About this exercise: Set out exactly every line of the entries below, starting at the line that holds "in vanilla Crystal)" and stopping after the line that holds "does nothing here.".

******

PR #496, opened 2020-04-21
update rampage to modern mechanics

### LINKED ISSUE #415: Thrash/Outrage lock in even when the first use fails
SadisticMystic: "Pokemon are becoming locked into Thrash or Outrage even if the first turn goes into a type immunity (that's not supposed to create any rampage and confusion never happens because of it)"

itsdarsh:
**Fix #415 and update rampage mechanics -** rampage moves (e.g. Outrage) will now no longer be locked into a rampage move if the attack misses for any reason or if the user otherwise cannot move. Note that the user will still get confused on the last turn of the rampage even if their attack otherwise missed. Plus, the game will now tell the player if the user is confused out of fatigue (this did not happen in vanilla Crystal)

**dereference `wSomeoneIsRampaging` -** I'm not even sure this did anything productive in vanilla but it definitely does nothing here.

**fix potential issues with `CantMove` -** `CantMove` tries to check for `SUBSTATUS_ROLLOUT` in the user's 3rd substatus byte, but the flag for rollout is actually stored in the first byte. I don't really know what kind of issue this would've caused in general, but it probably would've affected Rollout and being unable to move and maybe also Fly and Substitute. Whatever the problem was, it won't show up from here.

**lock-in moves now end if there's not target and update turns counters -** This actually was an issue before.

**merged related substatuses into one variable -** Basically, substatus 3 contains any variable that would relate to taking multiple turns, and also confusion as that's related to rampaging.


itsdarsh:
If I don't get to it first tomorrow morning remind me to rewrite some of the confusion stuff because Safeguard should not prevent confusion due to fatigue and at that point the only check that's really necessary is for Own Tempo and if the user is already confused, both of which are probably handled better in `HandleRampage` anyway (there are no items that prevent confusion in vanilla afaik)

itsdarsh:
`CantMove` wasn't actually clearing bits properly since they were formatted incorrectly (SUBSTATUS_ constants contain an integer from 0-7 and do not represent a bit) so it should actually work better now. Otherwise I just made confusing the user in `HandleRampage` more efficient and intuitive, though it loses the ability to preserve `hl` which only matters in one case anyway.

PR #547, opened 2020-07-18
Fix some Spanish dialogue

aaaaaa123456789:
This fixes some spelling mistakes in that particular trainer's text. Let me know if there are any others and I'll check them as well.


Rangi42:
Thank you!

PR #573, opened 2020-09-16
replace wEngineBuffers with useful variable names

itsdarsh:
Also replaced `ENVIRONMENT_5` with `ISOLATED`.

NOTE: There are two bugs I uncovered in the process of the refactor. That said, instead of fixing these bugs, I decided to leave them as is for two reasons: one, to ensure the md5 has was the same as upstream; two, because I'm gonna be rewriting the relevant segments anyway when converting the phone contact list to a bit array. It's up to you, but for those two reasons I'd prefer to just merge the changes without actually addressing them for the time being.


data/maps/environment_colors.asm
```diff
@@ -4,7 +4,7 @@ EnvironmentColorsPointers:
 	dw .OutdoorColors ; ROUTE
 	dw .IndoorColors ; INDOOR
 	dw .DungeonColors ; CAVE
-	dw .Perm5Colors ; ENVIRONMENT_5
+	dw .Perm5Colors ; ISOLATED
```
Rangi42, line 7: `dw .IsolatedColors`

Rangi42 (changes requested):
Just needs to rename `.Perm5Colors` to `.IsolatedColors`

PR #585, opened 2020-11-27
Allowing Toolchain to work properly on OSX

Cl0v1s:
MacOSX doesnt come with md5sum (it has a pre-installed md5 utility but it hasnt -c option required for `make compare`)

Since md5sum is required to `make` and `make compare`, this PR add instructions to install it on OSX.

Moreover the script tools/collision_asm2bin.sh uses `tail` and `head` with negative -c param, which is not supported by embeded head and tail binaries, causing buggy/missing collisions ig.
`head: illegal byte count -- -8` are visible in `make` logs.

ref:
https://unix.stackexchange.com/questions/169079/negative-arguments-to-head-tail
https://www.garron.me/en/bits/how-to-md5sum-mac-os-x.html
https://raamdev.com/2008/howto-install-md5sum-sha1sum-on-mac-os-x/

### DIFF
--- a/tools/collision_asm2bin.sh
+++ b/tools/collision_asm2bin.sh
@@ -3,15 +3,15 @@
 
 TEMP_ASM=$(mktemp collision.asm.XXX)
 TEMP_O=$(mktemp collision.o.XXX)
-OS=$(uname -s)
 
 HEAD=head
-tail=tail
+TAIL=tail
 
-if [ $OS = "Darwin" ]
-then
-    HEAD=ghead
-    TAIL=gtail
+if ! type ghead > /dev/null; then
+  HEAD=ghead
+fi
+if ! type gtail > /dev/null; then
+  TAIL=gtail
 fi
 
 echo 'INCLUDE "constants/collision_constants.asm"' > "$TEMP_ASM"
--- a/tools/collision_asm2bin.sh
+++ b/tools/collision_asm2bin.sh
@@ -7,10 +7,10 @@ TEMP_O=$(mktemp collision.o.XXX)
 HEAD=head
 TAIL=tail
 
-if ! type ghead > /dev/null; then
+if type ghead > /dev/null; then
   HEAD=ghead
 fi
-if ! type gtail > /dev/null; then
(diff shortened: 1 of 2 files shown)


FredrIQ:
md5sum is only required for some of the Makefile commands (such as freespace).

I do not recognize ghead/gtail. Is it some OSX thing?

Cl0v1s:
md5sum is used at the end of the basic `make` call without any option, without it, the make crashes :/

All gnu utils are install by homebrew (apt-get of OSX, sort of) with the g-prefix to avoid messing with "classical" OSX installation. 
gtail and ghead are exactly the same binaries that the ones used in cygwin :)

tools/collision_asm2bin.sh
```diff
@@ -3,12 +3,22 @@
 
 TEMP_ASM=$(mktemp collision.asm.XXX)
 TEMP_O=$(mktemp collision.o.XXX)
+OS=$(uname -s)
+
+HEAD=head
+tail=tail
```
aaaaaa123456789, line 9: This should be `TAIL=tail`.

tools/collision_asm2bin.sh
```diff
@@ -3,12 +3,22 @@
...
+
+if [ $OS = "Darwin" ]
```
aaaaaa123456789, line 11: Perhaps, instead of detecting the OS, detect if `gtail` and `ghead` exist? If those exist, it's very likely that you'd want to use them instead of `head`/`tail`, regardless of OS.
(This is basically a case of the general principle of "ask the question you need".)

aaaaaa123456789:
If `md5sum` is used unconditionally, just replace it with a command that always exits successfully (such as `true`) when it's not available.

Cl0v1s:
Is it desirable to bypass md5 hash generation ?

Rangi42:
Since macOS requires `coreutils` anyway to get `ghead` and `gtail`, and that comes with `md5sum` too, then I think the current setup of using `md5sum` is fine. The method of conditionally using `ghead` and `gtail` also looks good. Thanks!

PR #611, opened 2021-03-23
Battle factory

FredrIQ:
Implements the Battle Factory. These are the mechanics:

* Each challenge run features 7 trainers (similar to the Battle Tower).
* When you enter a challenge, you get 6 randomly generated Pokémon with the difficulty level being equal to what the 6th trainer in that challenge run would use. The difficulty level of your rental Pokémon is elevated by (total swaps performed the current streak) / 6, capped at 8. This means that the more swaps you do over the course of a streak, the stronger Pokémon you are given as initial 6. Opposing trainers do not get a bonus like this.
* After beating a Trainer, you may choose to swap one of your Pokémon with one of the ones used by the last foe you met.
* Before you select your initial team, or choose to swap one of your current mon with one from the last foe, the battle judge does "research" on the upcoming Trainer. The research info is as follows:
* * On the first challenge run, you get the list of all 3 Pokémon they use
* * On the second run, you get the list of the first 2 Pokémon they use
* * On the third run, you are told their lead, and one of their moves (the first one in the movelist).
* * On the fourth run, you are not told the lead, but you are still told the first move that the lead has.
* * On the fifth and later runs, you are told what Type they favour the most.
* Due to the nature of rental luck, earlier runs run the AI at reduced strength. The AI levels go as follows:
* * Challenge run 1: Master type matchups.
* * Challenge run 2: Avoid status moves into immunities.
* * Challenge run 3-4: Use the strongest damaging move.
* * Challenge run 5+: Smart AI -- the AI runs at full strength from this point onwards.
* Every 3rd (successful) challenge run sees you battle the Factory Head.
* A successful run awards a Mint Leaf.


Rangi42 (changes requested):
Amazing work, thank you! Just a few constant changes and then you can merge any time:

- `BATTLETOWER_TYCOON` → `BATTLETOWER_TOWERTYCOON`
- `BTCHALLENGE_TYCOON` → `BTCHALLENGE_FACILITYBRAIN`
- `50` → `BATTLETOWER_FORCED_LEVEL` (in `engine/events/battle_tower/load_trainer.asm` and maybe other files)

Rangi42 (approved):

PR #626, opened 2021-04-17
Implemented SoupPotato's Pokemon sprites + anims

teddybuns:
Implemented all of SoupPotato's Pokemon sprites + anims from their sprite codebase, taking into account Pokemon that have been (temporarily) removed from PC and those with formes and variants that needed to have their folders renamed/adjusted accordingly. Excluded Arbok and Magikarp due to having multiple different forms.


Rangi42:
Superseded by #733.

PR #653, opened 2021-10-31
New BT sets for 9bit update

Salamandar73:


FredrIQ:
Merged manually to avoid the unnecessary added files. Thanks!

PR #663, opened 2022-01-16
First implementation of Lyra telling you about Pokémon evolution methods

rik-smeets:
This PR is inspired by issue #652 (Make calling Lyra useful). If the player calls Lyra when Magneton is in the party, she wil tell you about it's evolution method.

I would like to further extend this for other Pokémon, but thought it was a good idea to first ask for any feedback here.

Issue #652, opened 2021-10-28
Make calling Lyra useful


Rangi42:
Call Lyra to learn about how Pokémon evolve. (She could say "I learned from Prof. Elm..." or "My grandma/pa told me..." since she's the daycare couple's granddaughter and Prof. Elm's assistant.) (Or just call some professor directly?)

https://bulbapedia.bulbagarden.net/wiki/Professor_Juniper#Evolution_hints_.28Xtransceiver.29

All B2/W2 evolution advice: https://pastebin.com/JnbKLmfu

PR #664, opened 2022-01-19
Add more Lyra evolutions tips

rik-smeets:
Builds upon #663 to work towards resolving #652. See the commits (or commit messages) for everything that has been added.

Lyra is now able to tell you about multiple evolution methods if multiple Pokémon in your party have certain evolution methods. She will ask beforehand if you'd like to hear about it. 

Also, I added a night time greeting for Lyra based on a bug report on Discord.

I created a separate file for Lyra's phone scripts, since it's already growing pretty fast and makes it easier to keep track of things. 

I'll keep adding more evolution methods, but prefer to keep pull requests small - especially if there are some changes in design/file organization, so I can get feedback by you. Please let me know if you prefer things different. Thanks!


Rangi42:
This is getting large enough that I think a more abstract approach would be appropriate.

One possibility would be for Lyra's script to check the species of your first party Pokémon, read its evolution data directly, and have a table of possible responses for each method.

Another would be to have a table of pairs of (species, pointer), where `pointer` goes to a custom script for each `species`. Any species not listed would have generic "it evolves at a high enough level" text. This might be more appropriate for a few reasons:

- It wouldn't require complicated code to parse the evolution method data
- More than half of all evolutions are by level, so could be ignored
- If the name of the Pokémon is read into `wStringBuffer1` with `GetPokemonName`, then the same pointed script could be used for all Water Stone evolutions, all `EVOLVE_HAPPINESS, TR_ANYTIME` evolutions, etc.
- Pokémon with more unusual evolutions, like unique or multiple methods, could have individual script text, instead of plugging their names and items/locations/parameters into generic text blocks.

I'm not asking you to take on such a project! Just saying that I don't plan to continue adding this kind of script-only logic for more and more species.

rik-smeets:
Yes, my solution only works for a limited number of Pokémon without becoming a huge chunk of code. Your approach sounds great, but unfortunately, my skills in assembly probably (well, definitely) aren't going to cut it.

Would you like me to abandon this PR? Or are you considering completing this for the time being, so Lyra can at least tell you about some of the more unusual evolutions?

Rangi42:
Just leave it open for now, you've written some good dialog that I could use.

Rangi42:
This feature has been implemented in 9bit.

******

Solution to this exercise:
**Fix #415 and update rampage mechanics -** rampage moves (e.g. Outrage) will now no longer be locked into a rampage move if the attack misses for any reason or if the user otherwise cannot move. Note that the user will still get confused on the last turn of the rampage even if their attack otherwise missed. Plus, the game will now tell the player if the user is confused out of fatigue (this did not happen in vanilla Crystal)

**dereference `wSomeoneIsRampaging` -** I'm not even sure this did anything productive in vanilla but it definitely does nothing here.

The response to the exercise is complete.